• [Task instructions] Search the records below for "lines"; copy each line that has it.

• [Information supplied]
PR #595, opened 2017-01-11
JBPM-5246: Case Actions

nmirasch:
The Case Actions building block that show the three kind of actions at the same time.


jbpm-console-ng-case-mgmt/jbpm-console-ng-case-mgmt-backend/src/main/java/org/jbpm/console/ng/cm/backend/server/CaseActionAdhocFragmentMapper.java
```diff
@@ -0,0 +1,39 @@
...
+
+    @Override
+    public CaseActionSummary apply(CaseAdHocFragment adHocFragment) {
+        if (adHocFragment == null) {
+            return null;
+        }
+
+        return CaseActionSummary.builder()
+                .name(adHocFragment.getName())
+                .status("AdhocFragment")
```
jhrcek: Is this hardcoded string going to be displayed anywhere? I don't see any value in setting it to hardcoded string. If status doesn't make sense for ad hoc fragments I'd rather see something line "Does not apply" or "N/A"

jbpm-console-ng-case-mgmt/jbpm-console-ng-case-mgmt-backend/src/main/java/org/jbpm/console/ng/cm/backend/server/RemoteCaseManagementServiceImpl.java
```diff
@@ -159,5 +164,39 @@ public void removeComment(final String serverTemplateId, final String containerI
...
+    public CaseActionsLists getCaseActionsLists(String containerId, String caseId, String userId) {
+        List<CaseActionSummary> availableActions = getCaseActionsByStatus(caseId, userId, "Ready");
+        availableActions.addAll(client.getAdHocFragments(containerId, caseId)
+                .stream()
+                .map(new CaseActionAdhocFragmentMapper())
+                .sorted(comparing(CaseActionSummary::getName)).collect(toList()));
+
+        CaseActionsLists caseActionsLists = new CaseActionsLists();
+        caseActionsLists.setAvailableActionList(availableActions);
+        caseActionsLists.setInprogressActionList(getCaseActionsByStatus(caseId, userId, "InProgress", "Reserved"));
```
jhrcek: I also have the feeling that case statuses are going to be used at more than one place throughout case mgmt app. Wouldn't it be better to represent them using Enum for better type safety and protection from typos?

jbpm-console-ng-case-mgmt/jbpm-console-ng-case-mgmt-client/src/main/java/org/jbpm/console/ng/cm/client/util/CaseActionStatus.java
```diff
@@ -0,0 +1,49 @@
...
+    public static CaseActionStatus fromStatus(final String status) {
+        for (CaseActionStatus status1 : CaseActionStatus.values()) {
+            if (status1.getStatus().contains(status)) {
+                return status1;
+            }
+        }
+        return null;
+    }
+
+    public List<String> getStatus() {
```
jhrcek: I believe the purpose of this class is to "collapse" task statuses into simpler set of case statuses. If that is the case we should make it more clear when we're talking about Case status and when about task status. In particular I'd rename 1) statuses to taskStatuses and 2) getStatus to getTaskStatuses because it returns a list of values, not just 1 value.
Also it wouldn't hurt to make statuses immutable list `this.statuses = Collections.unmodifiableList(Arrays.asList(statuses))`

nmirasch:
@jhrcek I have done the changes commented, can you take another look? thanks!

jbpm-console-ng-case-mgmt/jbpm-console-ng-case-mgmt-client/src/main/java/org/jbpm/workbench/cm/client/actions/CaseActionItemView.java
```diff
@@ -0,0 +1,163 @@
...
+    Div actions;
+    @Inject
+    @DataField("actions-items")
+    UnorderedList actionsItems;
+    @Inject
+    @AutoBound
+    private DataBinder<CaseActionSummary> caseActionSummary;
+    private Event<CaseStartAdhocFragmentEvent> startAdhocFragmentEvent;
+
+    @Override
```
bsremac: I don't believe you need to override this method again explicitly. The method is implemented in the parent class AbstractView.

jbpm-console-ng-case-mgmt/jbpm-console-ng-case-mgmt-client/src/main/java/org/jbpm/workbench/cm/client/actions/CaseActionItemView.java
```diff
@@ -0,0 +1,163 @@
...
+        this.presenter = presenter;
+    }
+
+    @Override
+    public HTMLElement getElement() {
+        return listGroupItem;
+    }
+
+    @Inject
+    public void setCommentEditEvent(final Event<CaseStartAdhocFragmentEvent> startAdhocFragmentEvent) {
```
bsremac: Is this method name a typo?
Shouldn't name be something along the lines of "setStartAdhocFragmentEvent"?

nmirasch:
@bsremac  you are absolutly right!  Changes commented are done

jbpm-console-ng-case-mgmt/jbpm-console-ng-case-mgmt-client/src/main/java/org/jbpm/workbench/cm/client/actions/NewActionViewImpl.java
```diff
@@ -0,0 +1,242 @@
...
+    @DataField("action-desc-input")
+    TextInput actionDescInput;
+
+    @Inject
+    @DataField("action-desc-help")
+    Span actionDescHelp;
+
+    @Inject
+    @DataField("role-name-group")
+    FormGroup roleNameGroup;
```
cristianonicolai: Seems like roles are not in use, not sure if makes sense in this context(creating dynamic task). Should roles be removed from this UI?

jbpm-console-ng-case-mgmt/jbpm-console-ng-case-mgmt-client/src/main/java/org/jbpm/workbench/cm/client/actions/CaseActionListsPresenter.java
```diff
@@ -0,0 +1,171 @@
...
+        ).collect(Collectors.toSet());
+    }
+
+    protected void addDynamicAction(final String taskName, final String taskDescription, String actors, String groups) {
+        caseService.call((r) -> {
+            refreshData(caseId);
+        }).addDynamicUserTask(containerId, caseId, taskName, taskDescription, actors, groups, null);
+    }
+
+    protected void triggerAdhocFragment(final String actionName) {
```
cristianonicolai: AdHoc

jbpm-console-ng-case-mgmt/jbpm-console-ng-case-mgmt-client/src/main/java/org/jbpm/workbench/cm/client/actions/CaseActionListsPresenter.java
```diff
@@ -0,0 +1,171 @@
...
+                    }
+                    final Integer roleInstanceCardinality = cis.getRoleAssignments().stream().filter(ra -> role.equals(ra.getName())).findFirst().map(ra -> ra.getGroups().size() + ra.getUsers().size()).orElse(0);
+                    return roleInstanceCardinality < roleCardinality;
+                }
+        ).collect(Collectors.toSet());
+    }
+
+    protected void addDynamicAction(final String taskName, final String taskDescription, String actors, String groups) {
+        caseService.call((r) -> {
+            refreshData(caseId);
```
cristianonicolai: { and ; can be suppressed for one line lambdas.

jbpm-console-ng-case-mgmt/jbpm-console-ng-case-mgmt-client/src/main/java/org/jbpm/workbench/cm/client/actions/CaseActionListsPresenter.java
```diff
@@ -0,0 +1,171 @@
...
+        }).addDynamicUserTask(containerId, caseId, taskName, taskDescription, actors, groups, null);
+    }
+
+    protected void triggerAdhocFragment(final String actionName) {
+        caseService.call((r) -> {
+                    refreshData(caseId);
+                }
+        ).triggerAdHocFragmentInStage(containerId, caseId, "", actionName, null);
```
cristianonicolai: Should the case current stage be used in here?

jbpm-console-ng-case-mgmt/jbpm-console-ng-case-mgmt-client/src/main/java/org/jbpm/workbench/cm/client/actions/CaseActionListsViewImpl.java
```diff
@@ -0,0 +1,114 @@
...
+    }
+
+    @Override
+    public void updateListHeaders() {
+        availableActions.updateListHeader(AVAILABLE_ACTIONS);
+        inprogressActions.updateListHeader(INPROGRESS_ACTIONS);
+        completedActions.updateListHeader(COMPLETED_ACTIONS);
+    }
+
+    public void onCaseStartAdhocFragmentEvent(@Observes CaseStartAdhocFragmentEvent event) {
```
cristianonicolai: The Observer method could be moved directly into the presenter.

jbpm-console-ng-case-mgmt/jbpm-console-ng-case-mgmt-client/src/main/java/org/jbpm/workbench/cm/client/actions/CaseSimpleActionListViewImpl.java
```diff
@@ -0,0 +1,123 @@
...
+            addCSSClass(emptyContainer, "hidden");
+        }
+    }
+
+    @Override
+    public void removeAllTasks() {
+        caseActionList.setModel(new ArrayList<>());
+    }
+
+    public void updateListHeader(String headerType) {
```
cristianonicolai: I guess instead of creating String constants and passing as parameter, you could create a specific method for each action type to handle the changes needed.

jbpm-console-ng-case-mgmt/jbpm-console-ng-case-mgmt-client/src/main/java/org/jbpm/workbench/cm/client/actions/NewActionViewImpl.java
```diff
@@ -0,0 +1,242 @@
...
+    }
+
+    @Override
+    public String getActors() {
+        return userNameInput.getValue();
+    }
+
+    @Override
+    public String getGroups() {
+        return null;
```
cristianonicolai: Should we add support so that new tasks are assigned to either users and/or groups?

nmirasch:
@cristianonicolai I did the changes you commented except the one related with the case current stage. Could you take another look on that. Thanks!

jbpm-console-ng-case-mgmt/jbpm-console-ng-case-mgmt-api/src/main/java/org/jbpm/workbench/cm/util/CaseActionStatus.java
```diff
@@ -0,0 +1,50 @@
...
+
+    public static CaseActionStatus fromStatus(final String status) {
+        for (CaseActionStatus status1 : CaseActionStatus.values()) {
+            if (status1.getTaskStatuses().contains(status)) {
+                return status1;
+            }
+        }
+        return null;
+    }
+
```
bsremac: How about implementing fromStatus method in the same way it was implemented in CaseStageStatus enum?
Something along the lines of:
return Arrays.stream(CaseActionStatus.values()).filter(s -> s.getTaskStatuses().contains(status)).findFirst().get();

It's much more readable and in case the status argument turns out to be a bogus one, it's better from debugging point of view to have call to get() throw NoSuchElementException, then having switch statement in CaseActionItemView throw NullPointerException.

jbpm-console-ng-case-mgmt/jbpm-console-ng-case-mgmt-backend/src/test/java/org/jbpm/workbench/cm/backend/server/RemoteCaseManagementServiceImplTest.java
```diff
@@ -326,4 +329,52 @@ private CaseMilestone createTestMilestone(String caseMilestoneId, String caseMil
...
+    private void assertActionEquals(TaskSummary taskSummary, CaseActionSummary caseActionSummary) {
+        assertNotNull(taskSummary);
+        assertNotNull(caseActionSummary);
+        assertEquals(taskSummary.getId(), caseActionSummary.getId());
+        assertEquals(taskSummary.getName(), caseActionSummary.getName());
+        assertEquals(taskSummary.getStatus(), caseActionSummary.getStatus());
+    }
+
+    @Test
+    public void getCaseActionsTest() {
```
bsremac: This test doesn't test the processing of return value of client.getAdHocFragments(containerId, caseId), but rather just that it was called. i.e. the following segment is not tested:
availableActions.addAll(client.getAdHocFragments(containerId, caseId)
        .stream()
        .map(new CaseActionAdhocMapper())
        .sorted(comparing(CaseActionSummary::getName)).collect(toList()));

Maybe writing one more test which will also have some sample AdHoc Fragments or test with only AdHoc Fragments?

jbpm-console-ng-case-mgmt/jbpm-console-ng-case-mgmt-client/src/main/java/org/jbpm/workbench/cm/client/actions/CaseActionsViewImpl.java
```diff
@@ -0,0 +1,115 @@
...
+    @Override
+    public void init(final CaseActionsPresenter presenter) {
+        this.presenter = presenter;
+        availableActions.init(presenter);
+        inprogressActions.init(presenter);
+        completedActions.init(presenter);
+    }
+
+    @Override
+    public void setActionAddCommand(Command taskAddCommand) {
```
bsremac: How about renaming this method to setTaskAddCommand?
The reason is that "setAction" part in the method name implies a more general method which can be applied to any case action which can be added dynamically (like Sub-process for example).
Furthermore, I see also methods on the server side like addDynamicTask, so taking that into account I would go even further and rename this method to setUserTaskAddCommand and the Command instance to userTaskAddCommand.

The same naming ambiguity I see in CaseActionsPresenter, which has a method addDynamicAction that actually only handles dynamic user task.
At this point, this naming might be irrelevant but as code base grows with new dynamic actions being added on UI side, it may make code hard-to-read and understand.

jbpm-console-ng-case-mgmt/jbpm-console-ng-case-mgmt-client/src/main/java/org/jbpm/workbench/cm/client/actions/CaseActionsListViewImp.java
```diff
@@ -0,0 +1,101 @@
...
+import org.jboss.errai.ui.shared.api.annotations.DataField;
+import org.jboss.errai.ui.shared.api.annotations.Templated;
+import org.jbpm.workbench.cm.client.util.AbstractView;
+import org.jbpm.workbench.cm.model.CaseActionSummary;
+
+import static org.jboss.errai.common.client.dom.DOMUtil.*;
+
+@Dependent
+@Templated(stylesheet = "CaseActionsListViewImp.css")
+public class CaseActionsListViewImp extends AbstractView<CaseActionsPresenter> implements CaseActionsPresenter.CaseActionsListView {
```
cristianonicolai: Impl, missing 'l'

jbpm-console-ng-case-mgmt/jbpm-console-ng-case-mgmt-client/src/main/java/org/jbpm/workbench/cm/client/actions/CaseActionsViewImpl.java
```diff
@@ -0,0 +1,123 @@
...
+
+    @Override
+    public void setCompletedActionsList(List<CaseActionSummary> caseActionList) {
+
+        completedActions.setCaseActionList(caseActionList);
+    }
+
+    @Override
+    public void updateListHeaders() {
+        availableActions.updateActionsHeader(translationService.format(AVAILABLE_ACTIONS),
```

* * *

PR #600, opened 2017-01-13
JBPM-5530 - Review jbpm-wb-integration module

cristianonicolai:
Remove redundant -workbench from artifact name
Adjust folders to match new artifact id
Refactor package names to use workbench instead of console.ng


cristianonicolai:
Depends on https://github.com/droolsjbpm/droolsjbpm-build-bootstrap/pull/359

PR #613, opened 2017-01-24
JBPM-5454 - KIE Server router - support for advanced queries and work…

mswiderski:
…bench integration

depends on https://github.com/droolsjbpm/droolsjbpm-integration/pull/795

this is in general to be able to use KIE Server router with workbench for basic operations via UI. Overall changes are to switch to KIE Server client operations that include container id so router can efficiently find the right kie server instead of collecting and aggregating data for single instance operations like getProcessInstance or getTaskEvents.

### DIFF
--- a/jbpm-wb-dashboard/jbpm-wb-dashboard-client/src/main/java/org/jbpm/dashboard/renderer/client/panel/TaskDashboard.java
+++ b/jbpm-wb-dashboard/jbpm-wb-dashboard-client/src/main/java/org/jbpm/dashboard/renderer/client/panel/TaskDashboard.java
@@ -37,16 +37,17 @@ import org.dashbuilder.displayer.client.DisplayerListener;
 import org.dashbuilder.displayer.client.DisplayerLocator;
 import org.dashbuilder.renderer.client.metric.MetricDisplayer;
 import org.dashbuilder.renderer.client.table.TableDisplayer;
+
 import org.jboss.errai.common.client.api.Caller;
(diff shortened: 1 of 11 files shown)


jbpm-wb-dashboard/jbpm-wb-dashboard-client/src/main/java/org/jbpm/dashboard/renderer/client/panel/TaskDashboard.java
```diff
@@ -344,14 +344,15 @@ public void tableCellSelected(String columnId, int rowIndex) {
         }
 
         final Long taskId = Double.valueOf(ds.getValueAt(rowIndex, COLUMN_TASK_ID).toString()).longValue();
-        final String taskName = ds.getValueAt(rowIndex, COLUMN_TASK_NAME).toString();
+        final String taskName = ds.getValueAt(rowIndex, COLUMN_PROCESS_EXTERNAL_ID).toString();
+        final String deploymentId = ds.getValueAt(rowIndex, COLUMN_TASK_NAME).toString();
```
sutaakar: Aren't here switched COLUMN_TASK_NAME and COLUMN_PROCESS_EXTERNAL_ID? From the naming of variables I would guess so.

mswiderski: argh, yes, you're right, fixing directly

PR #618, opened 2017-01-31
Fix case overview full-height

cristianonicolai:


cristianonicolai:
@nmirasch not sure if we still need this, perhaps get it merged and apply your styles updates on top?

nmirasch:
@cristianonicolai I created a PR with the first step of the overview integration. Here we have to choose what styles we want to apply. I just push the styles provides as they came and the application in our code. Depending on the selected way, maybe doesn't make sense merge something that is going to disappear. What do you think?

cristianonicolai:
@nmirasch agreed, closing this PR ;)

• [Result of this exercise]
Shouldn't name be something along the lines of "setStartAdhocFragmentEvent"?
Something along the lines of:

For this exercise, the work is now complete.